Die Gesichtspunkte des Naturschutzes müssen natürlich mit einbezogen werden, sowohl in Deutschland, wie auch in anderen Ländern. Es darf aber nicht dazu führen, dass wichtige Projekte blockiert werden. Ich meine, wir hätten sehr viele Möglichkeiten, dem Anliegen des Umweltschutzes gerecht zu werden. Zahlreiche Projekte sind immer mit Abstimmung des Umweltschutzes gelaufen, wobei darauf Wert gelegt wurde, die Uferzonen und Randgebiete so zu gestalten, dass sich die Natur optimal selbst entwickeln kann.

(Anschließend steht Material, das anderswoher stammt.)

PR #1045, opened 2017-03-27
Keepalive module - prototype

gbour:
Hi all,   

Here is a prototype of Keepalive module I discussed on the mailing-list.
It can work standalone:
- destinations are set statically as module parameters
- *is_alive()* function allows to check destination state

It can also be used alongside with drouting module (currently only with sort_order 0)
- all destinations defined in drouting module are automatically monitored when drouting *enable_keepalive* option is set to 1
- unavailable destinations are ignored when calling do_routing() function

All comments are welcome

Thanks,
Guillaume

### DIFF
--- a/src/modules/keepalive/Makefile
+++ b/src/modules/keepalive/Makefile
@@ -1,0 +1,18 @@
+#
+# example module makefile
+#
+# 
+# WARNING: do not run this directly, it should be run by the master Makefile
+
+include ../../Makefile.defs
+
+auto_gen=
+NAME=keepalive.so
+
+LIBS=
+
+DEFS+=-DKAMAILIO_MOD_INTERFACE
+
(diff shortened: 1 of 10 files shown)


miconda:
Thanks for contributing!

Umweltverträglichkeitsprüfungen oder die Schaffung von Ausgleichsflächen gibt es auch in anderen Ländern.

Möbius: Richtig, das erfordern allein schon die EU-Bestimmungen. In den genannten Ländern steht aber das Projekt im Vordergrund. Es wird darüber gesprochen, wie möglichst umweltverträglich gebaut werden soll, und nicht ob. All das wird in relativ kurzer Zeit entschieden.

In Deutschland kann der Einzelne ganze Projekte blockieren – und das darf nicht sein. Dass man allen Gesichtspunkten, also auch dem Umweltschutz, Rechnung trägt, ist für mich logisch und notwendig, aber es muss zu einer Entscheidung kommen, die der Allgemeinheit zugutekommt.

In vielen technischen Bereichen fehlt es an Nachwuchs. Gilt das auch für Ihre Branche?

Möbius: Leider ja. Das Bauwesen ist nicht mehr von so großem Interesse und hat darüber hinaus mit Imageproblemen zu kämp­fen. Junge Menschen suchen ihre Herausforderung heute eher im Maschinenbau und im Informatik-Bereich. Das Bauwesen wird zudem nicht in dem Maße vermittelt, wie es sein müsste. Das möchte ich durch mein Engagement bei der TU Hamburg-Harburg ändern. Dort halte ich Vorträge, die das Interesse junger Menschen wecken sollen.